● **WORK ORDER**:
Your task is to copy each line of the listing that contains the word "arithmetics".

● **DATASET RECORDS**:
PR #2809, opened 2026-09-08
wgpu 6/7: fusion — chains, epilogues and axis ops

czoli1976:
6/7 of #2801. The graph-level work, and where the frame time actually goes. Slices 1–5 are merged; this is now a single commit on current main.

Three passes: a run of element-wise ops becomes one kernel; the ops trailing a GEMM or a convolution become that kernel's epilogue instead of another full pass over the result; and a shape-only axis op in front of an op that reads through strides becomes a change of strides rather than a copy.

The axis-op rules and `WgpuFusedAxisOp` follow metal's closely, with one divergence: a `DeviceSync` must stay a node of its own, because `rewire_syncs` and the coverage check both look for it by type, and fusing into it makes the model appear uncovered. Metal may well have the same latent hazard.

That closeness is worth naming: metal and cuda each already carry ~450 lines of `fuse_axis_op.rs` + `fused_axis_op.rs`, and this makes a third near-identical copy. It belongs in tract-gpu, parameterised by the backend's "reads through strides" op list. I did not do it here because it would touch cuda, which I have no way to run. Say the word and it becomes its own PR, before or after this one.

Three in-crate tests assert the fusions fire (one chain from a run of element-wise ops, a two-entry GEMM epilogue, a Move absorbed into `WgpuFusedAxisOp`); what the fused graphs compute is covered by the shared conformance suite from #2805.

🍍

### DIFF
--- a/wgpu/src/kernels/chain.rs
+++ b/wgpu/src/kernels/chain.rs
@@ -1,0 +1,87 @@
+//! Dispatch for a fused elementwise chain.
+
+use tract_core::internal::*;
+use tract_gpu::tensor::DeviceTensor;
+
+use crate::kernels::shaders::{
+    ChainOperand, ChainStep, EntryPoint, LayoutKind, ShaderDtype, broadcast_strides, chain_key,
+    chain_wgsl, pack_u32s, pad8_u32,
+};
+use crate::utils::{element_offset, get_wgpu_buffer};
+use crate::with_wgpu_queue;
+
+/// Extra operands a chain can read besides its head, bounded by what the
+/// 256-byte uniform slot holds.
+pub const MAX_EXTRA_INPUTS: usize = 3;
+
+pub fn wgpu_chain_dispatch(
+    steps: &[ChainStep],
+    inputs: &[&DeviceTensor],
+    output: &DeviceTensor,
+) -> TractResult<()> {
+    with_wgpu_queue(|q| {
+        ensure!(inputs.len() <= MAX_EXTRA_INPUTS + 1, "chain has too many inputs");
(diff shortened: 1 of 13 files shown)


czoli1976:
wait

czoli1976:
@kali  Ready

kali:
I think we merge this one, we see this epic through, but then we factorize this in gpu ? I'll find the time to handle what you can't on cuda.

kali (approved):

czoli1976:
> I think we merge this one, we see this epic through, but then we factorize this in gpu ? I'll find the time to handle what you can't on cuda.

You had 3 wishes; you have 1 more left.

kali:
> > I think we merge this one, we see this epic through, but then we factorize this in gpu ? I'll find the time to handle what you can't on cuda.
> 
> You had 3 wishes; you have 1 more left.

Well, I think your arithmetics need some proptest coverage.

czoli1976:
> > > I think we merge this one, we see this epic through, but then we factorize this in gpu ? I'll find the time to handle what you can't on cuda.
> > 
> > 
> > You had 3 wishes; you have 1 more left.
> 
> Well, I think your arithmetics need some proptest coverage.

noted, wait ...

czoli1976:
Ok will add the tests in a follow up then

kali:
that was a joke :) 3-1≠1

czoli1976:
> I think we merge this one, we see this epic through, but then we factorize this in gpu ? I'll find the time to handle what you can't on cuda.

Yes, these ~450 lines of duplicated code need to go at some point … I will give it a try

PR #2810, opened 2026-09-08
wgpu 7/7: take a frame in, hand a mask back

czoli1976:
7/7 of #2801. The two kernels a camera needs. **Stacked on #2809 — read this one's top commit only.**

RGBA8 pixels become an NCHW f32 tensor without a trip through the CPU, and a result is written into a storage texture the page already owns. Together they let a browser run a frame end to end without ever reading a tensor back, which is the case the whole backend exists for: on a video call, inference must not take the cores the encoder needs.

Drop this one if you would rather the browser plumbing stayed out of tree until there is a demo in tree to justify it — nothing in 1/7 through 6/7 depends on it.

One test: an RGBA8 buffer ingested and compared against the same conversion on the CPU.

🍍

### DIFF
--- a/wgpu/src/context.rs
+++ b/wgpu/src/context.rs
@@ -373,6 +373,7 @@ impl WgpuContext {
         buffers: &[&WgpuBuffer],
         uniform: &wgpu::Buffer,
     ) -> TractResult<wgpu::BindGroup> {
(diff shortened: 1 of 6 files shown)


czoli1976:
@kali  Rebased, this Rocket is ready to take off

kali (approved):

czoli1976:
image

● **RESULT**:
Well, I think your arithmetics need some proptest coverage.
> Well, I think your arithmetics need some proptest coverage.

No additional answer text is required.